:: What you need to do ::
From the entries below, pull out each line where "then" appears.

Stored data entries
──────────────────────────────
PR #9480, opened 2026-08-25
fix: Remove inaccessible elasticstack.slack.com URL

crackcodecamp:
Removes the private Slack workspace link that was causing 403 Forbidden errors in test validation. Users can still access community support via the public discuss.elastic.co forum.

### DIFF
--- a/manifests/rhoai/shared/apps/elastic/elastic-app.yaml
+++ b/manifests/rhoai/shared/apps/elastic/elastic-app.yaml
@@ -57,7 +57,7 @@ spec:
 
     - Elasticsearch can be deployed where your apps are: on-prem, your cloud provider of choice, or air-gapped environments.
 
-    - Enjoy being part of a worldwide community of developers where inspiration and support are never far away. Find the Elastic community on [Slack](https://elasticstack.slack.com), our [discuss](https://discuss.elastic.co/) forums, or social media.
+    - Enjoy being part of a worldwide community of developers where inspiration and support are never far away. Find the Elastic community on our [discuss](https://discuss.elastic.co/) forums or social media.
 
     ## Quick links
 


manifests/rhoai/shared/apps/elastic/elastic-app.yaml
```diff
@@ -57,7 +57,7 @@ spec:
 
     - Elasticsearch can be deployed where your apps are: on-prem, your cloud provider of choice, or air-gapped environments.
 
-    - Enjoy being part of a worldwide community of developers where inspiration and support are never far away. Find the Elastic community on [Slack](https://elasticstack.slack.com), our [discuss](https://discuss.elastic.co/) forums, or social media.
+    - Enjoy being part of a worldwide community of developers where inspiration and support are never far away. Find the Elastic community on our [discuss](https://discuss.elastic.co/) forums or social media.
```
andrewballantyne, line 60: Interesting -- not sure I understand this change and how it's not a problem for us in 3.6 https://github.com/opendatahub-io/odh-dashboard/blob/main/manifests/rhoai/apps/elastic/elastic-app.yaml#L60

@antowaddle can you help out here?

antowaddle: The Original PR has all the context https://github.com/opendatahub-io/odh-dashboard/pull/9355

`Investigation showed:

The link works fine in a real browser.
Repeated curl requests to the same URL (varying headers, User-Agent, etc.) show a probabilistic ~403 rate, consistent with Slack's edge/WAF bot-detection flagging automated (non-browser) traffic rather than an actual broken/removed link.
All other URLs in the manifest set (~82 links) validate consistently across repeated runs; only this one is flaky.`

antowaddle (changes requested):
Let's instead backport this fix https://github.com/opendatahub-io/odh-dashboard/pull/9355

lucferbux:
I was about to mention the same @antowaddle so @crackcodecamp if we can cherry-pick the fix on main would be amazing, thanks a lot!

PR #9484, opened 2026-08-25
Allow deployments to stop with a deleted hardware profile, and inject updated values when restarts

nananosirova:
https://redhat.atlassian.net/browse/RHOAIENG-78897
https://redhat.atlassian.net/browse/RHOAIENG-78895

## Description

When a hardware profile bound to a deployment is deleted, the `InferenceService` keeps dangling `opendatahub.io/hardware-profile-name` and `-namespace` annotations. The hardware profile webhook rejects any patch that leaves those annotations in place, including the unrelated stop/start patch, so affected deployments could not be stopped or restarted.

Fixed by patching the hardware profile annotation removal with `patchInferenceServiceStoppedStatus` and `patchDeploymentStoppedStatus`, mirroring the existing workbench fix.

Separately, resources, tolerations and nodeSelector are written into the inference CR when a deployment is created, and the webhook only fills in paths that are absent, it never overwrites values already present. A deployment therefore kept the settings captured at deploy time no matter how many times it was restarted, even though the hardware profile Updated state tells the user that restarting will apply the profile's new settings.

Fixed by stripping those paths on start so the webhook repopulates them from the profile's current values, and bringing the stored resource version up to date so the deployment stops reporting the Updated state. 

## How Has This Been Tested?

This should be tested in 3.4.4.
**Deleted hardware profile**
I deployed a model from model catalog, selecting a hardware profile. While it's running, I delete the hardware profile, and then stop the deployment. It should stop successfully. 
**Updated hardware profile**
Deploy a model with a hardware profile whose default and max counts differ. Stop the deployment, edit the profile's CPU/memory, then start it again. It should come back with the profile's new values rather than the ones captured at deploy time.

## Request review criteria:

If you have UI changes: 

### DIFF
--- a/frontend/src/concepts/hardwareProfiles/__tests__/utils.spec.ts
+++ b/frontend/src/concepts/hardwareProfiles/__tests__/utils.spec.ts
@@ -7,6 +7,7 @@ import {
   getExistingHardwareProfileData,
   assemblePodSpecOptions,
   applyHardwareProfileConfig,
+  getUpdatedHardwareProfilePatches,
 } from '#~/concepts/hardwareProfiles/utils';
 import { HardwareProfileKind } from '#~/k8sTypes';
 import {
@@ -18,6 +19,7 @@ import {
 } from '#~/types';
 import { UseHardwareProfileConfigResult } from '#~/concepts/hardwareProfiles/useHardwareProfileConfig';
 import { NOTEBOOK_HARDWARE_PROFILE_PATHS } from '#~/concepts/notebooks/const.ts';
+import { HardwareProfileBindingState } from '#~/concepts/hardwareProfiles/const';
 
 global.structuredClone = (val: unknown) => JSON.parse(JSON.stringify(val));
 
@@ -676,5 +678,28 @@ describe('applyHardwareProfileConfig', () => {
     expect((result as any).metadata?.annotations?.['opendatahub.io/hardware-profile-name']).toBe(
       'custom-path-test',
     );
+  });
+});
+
──────────────────────────────
:: Task output ::
I deployed a model from model catalog, selecting a hardware profile. While it's running, I delete the hardware profile, and then stop the deployment. It should stop successfully. 
Deploy a model with a hardware profile whose default and max counts differ. Stop the deployment, edit the profile's CPU/memory, then start it again. It should come back with the profile's new values rather than the ones captured at deploy time.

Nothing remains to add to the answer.